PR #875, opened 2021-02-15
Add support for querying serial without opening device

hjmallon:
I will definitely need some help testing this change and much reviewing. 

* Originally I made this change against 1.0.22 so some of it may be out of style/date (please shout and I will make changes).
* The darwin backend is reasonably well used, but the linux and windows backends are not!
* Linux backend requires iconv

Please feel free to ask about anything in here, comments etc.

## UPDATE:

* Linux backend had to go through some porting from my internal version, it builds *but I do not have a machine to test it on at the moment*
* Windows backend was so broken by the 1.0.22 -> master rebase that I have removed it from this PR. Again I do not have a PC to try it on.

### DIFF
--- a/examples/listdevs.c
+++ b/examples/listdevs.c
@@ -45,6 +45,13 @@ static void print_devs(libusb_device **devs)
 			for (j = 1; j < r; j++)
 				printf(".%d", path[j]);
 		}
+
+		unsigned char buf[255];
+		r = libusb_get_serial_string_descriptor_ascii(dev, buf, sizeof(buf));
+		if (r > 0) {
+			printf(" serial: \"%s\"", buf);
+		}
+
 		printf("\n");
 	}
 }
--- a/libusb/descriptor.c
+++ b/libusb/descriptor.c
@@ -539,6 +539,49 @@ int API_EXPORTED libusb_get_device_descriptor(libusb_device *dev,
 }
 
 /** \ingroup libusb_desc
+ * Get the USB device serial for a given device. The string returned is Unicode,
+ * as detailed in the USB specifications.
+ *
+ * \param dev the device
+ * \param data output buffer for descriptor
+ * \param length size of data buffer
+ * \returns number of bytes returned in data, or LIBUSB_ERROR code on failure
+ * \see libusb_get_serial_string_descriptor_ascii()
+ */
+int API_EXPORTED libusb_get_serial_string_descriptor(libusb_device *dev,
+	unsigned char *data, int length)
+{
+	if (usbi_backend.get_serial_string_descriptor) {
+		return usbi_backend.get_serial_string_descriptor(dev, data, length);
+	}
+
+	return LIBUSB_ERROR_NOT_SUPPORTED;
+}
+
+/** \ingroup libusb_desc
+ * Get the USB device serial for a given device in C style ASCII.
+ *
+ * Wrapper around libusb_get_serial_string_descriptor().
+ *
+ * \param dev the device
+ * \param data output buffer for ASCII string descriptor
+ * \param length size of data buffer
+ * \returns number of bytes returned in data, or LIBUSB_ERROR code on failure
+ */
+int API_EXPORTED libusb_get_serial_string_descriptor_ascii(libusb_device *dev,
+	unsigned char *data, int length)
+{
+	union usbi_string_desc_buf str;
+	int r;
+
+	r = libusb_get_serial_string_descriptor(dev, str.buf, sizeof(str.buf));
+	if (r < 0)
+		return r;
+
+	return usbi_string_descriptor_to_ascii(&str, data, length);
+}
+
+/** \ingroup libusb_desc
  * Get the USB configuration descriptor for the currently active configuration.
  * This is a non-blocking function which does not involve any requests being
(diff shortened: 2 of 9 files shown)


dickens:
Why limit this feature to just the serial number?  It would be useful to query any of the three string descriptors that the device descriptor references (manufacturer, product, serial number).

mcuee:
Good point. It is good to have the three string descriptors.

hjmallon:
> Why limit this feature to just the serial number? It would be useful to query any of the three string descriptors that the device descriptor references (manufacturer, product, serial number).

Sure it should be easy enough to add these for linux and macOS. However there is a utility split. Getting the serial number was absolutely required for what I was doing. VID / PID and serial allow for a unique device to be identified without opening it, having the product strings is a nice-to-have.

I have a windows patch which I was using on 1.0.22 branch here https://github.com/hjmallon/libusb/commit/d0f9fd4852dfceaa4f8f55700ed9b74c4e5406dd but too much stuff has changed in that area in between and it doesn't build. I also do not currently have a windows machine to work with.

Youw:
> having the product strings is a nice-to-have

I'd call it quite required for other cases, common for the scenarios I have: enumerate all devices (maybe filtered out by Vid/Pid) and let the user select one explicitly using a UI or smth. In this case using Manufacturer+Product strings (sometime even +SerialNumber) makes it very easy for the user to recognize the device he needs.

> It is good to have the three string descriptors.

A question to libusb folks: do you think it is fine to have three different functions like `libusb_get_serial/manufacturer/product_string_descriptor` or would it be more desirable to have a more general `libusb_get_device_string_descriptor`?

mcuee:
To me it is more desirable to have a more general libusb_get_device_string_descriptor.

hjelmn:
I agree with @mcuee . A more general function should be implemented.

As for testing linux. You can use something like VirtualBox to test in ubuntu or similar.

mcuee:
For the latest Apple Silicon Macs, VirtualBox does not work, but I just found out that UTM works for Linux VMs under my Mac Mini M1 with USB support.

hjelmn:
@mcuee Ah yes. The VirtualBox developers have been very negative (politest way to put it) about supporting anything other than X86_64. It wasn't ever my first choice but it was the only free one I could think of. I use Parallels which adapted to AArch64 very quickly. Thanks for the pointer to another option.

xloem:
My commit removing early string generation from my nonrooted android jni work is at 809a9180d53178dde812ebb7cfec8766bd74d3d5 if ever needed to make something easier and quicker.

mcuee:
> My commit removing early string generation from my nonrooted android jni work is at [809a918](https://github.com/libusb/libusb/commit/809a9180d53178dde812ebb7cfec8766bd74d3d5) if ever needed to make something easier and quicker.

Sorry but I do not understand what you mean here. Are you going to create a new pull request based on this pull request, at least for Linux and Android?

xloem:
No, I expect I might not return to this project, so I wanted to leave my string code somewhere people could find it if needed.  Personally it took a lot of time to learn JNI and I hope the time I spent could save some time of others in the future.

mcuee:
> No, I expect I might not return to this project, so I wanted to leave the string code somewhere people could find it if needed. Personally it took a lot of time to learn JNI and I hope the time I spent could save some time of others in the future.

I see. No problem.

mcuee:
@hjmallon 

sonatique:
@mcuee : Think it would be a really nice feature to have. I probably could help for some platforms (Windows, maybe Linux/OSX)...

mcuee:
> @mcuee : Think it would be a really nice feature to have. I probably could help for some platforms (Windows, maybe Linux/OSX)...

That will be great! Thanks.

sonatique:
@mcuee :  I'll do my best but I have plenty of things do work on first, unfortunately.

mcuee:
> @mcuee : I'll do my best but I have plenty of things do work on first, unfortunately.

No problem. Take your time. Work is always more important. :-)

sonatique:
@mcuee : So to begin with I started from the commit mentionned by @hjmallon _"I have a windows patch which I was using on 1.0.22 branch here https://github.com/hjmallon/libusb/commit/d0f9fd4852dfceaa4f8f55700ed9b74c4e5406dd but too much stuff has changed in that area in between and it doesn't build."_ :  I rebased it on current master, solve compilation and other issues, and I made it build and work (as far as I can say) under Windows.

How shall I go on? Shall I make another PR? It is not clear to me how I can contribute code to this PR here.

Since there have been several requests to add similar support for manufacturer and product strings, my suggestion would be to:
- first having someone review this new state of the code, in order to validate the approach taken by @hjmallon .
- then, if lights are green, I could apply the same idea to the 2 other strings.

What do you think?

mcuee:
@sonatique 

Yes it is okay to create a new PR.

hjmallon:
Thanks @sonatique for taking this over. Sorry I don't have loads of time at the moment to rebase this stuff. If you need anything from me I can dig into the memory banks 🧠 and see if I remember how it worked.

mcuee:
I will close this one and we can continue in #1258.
***
What is needed: Each line above is to be set down again verbatim.

Completed exercise:
PR #875, opened 2021-02-15
Add support for querying serial without opening device

hjmallon:
I will definitely need some help testing this change and much reviewing. 

* Originally I made this change against 1.0.22 so some of it may be out of style/date (please shout and I will make changes).
* The darwin backend is reasonably well used, but the linux and windows backends are not!
* Linux backend requires iconv

Please feel free to ask about anything in here, comments etc.

## UPDATE:

* Linux backend had to go through some porting from my internal version, it builds *but I do not have a machine to test it on at the moment*
* Windows backend was so broken by the 1.0.22 -> master rebase that I have removed it from this PR. Again I do not have a PC to try it on.

### DIFF
--- a/examples/listdevs.c
+++ b/examples/listdevs.c
@@ -45,6 +45,13 @@ static void print_devs(libusb_device **devs)
 			for (j = 1; j < r; j++)
 				printf(".%d", path[j]);
 		}
+
+		unsigned char buf[255];
+		r = libusb_get_serial_string_descriptor_ascii(dev, buf, sizeof(buf));
+		if (r > 0) {
+			printf(" serial: \"%s\"", buf);
+		}
+
 		printf("\n");
 	}
 }
--- a/libusb/descriptor.c
+++ b/libusb/descriptor.c
@@ -539,6 +539,49 @@ int API_EXPORTED libusb_get_device_descriptor(libusb_device *dev,
 }
 
 /** \ingroup libusb_desc
+ * Get the USB device serial for a given device. The string returned is Unicode,
+ * as detailed in the USB specifications.
+ *
+ * \param dev the device
+ * \param data output buffer for descriptor
+ * \param length size of data buffer
+ * \returns number of bytes returned in data, or LIBUSB_ERROR code on failure
+ * \see libusb_get_serial_string_descriptor_ascii()
+ */
+int API_EXPORTED libusb_get_serial_string_descriptor(libusb_device *dev,
+	unsigned char *data, int length)
+{
+	if (usbi_backend.get_serial_string_descriptor) {
+		return usbi_backend.get_serial_string_descriptor(dev, data, length);
+	}
+
+	return LIBUSB_ERROR_NOT_SUPPORTED;
+}
+
+/** \ingroup libusb_desc
+ * Get the USB device serial for a given device in C style ASCII.
+ *
+ * Wrapper around libusb_get_serial_string_descriptor().
+ *
+ * \param dev the device
+ * \param data output buffer for ASCII string descriptor
+ * \param length size of data buffer
+ * \returns number of bytes returned in data, or LIBUSB_ERROR code on failure
+ */
+int API_EXPORTED libusb_get_serial_string_descriptor_ascii(libusb_device *dev,
+	unsigned char *data, int length)
+{
+	union usbi_string_desc_buf str;
+	int r;
+
+	r = libusb_get_serial_string_descriptor(dev, str.buf, sizeof(str.buf));
+	if (r < 0)
+		return r;
+
+	return usbi_string_descriptor_to_ascii(&str, data, length);
+}
+
+/** \ingroup libusb_desc
  * Get the USB configuration descriptor for the currently active configuration.
  * This is a non-blocking function which does not involve any requests being
(diff shortened: 2 of 9 files shown)


dickens:
Why limit this feature to just the serial number?  It would be useful to query any of the three string descriptors that the device descriptor references (manufacturer, product, serial number).

mcuee:
Good point. It is good to have the three string descriptors.

hjmallon:
> Why limit this feature to just the serial number? It would be useful to query any of the three string descriptors that the device descriptor references (manufacturer, product, serial number).

Sure it should be easy enough to add these for linux and macOS. However there is a utility split. Getting the serial number was absolutely required for what I was doing. VID / PID and serial allow for a unique device to be identified without opening it, having the product strings is a nice-to-have.

I have a windows patch which I was using on 1.0.22 branch here https://github.com/hjmallon/libusb/commit/d0f9fd4852dfceaa4f8f55700ed9b74c4e5406dd but too much stuff has changed in that area in between and it doesn't build. I also do not currently have a windows machine to work with.

Youw:
> having the product strings is a nice-to-have

I'd call it quite required for other cases, common for the scenarios I have: enumerate all devices (maybe filtered out by Vid/Pid) and let the user select one explicitly using a UI or smth. In this case using Manufacturer+Product strings (sometime even +SerialNumber) makes it very easy for the user to recognize the device he needs.

> It is good to have the three string descriptors.

A question to libusb folks: do you think it is fine to have three different functions like `libusb_get_serial/manufacturer/product_string_descriptor` or would it be more desirable to have a more general `libusb_get_device_string_descriptor`?

mcuee:
To me it is more desirable to have a more general libusb_get_device_string_descriptor.

hjelmn:
I agree with @mcuee . A more general function should be implemented.

As for testing linux. You can use something like VirtualBox to test in ubuntu or similar.

mcuee:
For the latest Apple Silicon Macs, VirtualBox does not work, but I just found out that UTM works for Linux VMs under my Mac Mini M1 with USB support.

hjelmn:
@mcuee Ah yes. The VirtualBox developers have been very negative (politest way to put it) about supporting anything other than X86_64. It wasn't ever my first choice but it was the only free one I could think of. I use Parallels which adapted to AArch64 very quickly. Thanks for the pointer to another option.

xloem:
My commit removing early string generation from my nonrooted android jni work is at 809a9180d53178dde812ebb7cfec8766bd74d3d5 if ever needed to make something easier and quicker.

mcuee:
> My commit removing early string generation from my nonrooted android jni work is at [809a918](https://github.com/libusb/libusb/commit/809a9180d53178dde812ebb7cfec8766bd74d3d5) if ever needed to make something easier and quicker.

Sorry but I do not understand what you mean here. Are you going to create a new pull request based on this pull request, at least for Linux and Android?

xloem:
No, I expect I might not return to this project, so I wanted to leave my string code somewhere people could find it if needed.  Personally it took a lot of time to learn JNI and I hope the time I spent could save some time of others in the future.

mcuee:
> No, I expect I might not return to this project, so I wanted to leave the string code somewhere people could find it if needed. Personally it took a lot of time to learn JNI and I hope the time I spent could save some time of others in the future.

I see. No problem.

mcuee:
@hjmallon 

sonatique:
@mcuee : Think it would be a really nice feature to have. I probably could help for some platforms (Windows, maybe Linux/OSX)...

mcuee:
> @mcuee : Think it would be a really nice feature to have. I probably could help for some platforms (Windows, maybe Linux/OSX)...

That will be great! Thanks.

sonatique:
@mcuee :  I'll do my best but I have plenty of things do work on first, unfortunately.

mcuee:
> @mcuee : I'll do my best but I have plenty of things do work on first, unfortunately.

No problem. Take your time. Work is always more important. :-)

sonatique:
@mcuee : So to begin with I started from the commit mentionned by @hjmallon _"I have a windows patch which I was using on 1.0.22 branch here https://github.com/hjmallon/libusb/commit/d0f9fd4852dfceaa4f8f55700ed9b74c4e5406dd but too much stuff has changed in that area in between and it doesn't build."_ :  I rebased it on current master, solve compilation and other issues, and I made it build and work (as far as I can say) under Windows.

How shall I go on? Shall I make another PR? It is not clear to me how I can contribute code to this PR here.

Since there have been several requests to add similar support for manufacturer and product strings, my suggestion would be to:
- first having someone review this new state of the code, in order to validate the approach taken by @hjmallon .
- then, if lights are green, I could apply the same idea to the 2 other strings.

What do you think?

mcuee:
@sonatique 

Yes it is okay to create a new PR.

hjmallon:
Thanks @sonatique for taking this over. Sorry I don't have loads of time at the moment to rebase this stuff. If you need anything from me I can dig into the memory banks 🧠 and see if I remember how it worked.

mcuee:
I will close this one and we can continue in #1258.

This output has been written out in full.